“這……是?”
老者望著地下溼滑山地,且時不時有毒蟲毒蛇與草木間一閃而逝,繼續低語一聲:“我等不是在唸界之中,這裡又是何處?”
在他身後,道人約莫五萬多尊。
個個身披道人袍,腦後一道陰陽鬼面不停旋著,說不出的詭異莫測,讓人生畏。
正在他們生疑且無措之際。
一道道沉悶梆子聲不停響起,帶著幾個年輕小道士的齊聲吟唱之聲:“乾元老道,法力無邊,威震寰宇,早日登仙……”

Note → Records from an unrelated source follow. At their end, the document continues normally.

PR #1094, opened 2026-09-15
Charge an inline box's left padding and border to the line once

### LINKED ISSUE #1093: An inline box's left padding and border are added to the line twice
### Summary

An inline box whose own content is narrower than its border box has its left padding and border added to the line **twice**, so everything after it on that line is pushed right by one padding+border width. An empty inline carrying `padding-left`/`border-left` is the clearest case: it advances the line by exactly double its width.

Found while fixing #1087 (collapsible white space at the beginning of a line) and deliberately left out of scope there — it is a box-model/advance defect, not a white-space one, and it is present on `main` independently.

### Reproduction

```html
<span style="padding-left:20pt; border-left:1pt solid red"></span><span id="b">BB</span>
```

No white space anywhere in the markup, so nothing about white-space processing is involved.

### Expected

`padding-left: 20pt` + `border-left: 1pt` = 21pt = 28px, so `#b` begins at **x = 28px**. Chromium puts it at 27.656px (its own rounding of the 1pt border to a device pixel).

### Actual

PeachPDF puts `#b` at **x = 56.000px** — exactly 2 × 28.0.

### More cases

Measured at `font: 16px` with the bundled Source Code Pro embedded via `@font-face` for **both** engines (so neither is reading host fonts — every advance is 9.6px). `left` is `getBoundingClientRect().left` in Chromium and the first word's left edge in PeachPDF, converted to CSS px.

| markup (probe is the last `<span>`) | Chromium | PeachPDF | error |
|---|---|---|---|
| `<span PAD></span><span>BB</span>` | 27.656 | **56.000** | +28.0 |
| `<span PAD></span> <span>BB</span>` | 27.656 | **65.600** | +28.0, +9.6 |
| `<span PAD>X</span> <span>BB</span>` | 46.875 | **65.600** | +18.4 |
| `<span>Z</span> <span PAD></span> <span>BB</span>` | 46.875 | **84.800** | +28.0, +9.6 |
| `<span></span> <span>BB</span>` (no padding — control) | 0.000 | 0.000 | — |

`PAD` = `style="padding-left:20pt; border-left:1pt solid red"`.

The control row shows the error appears **only** when the inline carries left padding/border. Content *inside* the padded inline is positioned correctly — in row 3 PeachPDF puts `X` at 28.000px, exactly right. It is the advance *past* the box that is wrong.

### Likely cause

`CssLayoutEngine.FinalizeFlowBoxExit`'s "hack for actual width handling" ([CssLayoutEngine.cs#L2522-L2527](https://github.com/jhaygood86/PeachPDF/blob/main/src/PeachPDF/Html/Core/Dom/CssLayoutEngine.cs#L2522-L2527)):

```csharp
if (opensHere && box.IsInline && 0 <= coordinates.CurrentX - startX && coordinates.CurrentX - startX < box.ActualWidth)
{
    coordinates.CurrentX += box.ActualWidth - (coordinates.CurrentX - startX);
    coordinates.Line.Rectangles.Add(box, new RRect(startX, trueStartY, box.ActualWidth, box.ActualHeight));
}
```

The two sides of that comparison are not the same quantity. `box.ActualWidth` includes the box's left padding and border, but `coordinates.CurrentX - startX` does **not**: `startX` is captured at the top of `FlowBox`, and the parent's own per-child dispatch already advanced `CurrentX` past the child's `leftSpacing` before calling it. So the delta measures a *content-only* advance and is compared against a *border-box* width, and the difference — the padding and border already paid for — is added a second time.

That accounts for all four failing rows exactly:

- row 1: content advance 0 < 28 → adds 28 → 28 + 28 = **56.0**
- row 3: content advance 9.6 (`X`) < 28 → adds 18.4 → 28 + 9.6 + 18.4 = 56, then the space 9.6 → **65.6**
- row 4: `Z` 9.6 + space 9.6 = 19.2, box adds 28 → `startX` 47.2, content 0 → adds 28 → 75.2, then the space 9.6 → **84.8**

### Note on the white space in rows 2 and 4

Chromium renders no space between the padded empty inline and `BB` in either row, because [css-text-3 phase I](https://www.w3.org/TR/css-text-3/#white-space-phase-1) collapses a white-space sequence *across* intervening inline box boundaries — the spaces on both sides of the content-less inline are one sequence, collapsed to a single space. PeachPDF renders both. That is a second, smaller divergence (9.6px) and is independent of the doubling above; fixing the advance alone will not close it.

### Environment

`main` at bcee172f, net8.0, Chromium via the repo's own Playwright dependency.

ChrisVanDijk:
Fixes #1093. Builds on #1092 (merged).

`FinalizeFlowBoxExit`'s "hack for actual width handling" compared two quantities that are not the same kind of thing, so every inline carrying `padding-left` or `border-left` had them charged to the line **twice** — pushing everything after the box right by one padding+border.

```html
<span style="padding-left:20pt; border-left:1pt solid red"></span><span>BB</span>
```

`BB` began at 42pt (2 × 21pt) instead of 21pt. No white space anywhere in the markup, so nothing about white-space processing is involved.

## The load-bearing idea

**`startX` is the box's *content*-box left edge, not its border-box left edge.** `FlowBox`'s per-child dispatch adds a child's `leftSpacing` (margin + border + padding) to the cursor *before* recursing into it, and `FlowBox` captures `startX = coordinates.CurrentX` at its own top — so by then the cursor is already past all of it. The matching `rightSpacing` is added by that same dispatch *after* `FinalizeFlowBoxExit` returns.

So `CurrentX - startX` measures **content width used**. It was being compared against `box.ActualWidth`, which is `ActualBoxSizingWidth` = `Size.Width + padding + border` — the **border-box** width.

The right-hand side is `Size.Width`: the declared *content* width, which is what the branch's own comment ("whether a box's content came out narrower than its declared width") always described. For a plain inline `Size.Width` is 0, so the branch now correctly does nothing at all.

The `Line.Rectangles` entry it registers is the box's border box — it is what background and border paint from — so it starts one `border + padding` back from the content edge `startX` names. That was wrong in the same way and is corrected alongside. Margin is excluded from both, since `ActualWidth` excludes it too.

## The arithmetic is the proof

密密麻麻道人立於山間,就這般循著聲音,朝著一處方向眺望而去。
只見前方荒林之中,十數位衣衫襤褸,腳上帶著鐐銬,形容好似惡鬼一般的小道士,正一步步朝他們而來,且其中四人肩上抬著個潦草竹塌,只是上面空空如也。
“師父,二零這小嫂子就一張臉還行,其它方面根本沒有徒兒懂,也沒徒兒體貼,所以今晚我來給師父暖被窩。”,猴七一臉諂媚之相,對著竹榻點頭哈腰。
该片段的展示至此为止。